PROBLEM DESCRIPTION: Retype the listing that follows without a single change.

INPUT RECORDS:

PR #206, opened 2017-08-19
Ring shader fixes and enhancements

HebaruSan:
This patch makes the configuration of the "new shader" more consistent with the old shader, so old rings can be updated to use it without modification:

- Use mesh's texture coordinates (fixes the problem where you have to rotate the textures to use the new shader, so the shaders can now share textures)
- Obey `color` property (required for tinted rings as in the green JoolRings example)
- Plus a few quality of life improvements like z-buffering and backface culling

Then a new concept of "inner shade" is added to the "thick" rings. This is a texture that can be used to cast independently mobile shadows on the inner face of a thick ring.

- Property for the texture
- Property specifying how many times it should be tiled
- Property for its rotation period

After these changes, I'm able to configure a real-scale Ringworld complete with functional shadow squares:

newshader_and_shadowsquareshadows

### DIFF
--- a/Kopernicus/Kopernicus.Components/Ring.cs
+++ b/Kopernicus/Kopernicus.Components/Ring.cs
@@ -152,6 +152,7 @@ namespace Kopernicus
                 {
                     ringMR.material.SetFloat("planetRadius",       planetRadius);
                     ringMR.material.SetFloat("penumbraMultiplier", penumbraMultiplier);
+                    ringMR.material.SetFloat("sunRadius",          (float) KopernicusStar.Current.sun.Radius);
                 }
 
                 ringMR.material.color = color;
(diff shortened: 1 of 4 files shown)


StollD:
Looks like I didn't see this. Looks good, thank you!

HebaruSan:
Cool!
Just a quick note on this one, it does require the assets in [Distribution/.../Shaders](https://github.com/Kopernicus/Kopernicus/tree/master/Distribution/Release/GameData/Kopernicus/Shaders) to be rebuilt using the [shader-export](https://github.com/Kopernicus/shader-export) project. I was not sure whether to include that in my commits or not; it might be considered to be part of packing a release. Either way, let me know; if you'd like new versions of these files, I can update them.

StollD:
Sure, feel free to update them. I will probably just forget it when I make the next release.
          
            
            On Aug. 27 2017, at 8:54 pm, HebaruSan <notifications@github.com> wrote:
            
            
              Cool!
Just a quick note on this one, it does require the assets in Distribution/.../Shaders to be rebuilt using the shader-export project. I was not sure whether to include that in my commits or not; it might be considered to be part of packing a release. Either way, let me know; if you'd like new versions of these files, I can update them.

HebaruSan:
Sounds good, I submitted them in:
https://github.com/Kopernicus/Kopernicus/pull/210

YOUR RESPONSE:
PR #206, opened 2017-08-19
Ring shader fixes and enhancements

HebaruSan:
This patch makes the configuration of the "new shader" more consistent with the old shader, so old rings can be updated to use it without modification:

- Use mesh's texture coordinates (fixes the problem where you have to rotate the textures to use the new shader, so the shaders can now share textures)
- Obey `color` property (required for tinted rings as in the green JoolRings example)
- Plus a few quality of life improvements like z-buffering and backface culling

Then a new concept of "inner shade" is added to the "thick" rings. This is a texture that can be used to cast independently mobile shadows on the inner face of a thick ring.

- Property for the texture
- Property specifying how many times it should be tiled
- Property for its rotation period

After these changes, I'm able to configure a real-scale Ringworld complete with functional shadow squares:

newshader_and_shadowsquareshadows

### DIFF
--- a/Kopernicus/Kopernicus.Components/Ring.cs
+++ b/Kopernicus/Kopernicus.Components/Ring.cs
@@ -152,6 +152,7 @@ namespace Kopernicus
                 {
                     ringMR.material.SetFloat("planetRadius",       planetRadius);
                     ringMR.material.SetFloat("penumbraMultiplier", penumbraMultiplier);
+                    ringMR.material.SetFloat("sunRadius",          (float) KopernicusStar.Current.sun.Radius);
                 }
 
                 ringMR.material.color = color;
(diff shortened: 1 of 4 files shown)


StollD:
Looks like I didn't see this. Looks good, thank you!

HebaruSan:
Cool!
Just a quick note on this one, it does require the assets in [Distribution/.../Shaders](https://github.com/Kopernicus/Kopernicus/tree/master/Distribution/Release/GameData/Kopernicus/Shaders) to be rebuilt using the [shader-export](https://github.com/Kopernicus/shader-export) project. I was not sure whether to include that in my commits or not; it might be considered to be part of packing a release. Either way, let me know; if you'd like new versions of these files, I can update them.

StollD:
Sure, feel free to update them. I will probably just forget it when I make the next release.
          
            
            On Aug. 27 2017, at 8:54 pm, HebaruSan <notifications@github.com> wrote:
            
            
              Cool!
Just a quick note on this one, it does require the assets in Distribution/.../Shaders to be rebuilt using the shader-export project. I was not sure whether to include that in my commits or not; it might be considered to be part of packing a release. Either way, let me know; if you'd like new versions of these files, I can update them.

HebaruSan:
Sounds good, I submitted them in:
https://github.com/Kopernicus/Kopernicus/pull/210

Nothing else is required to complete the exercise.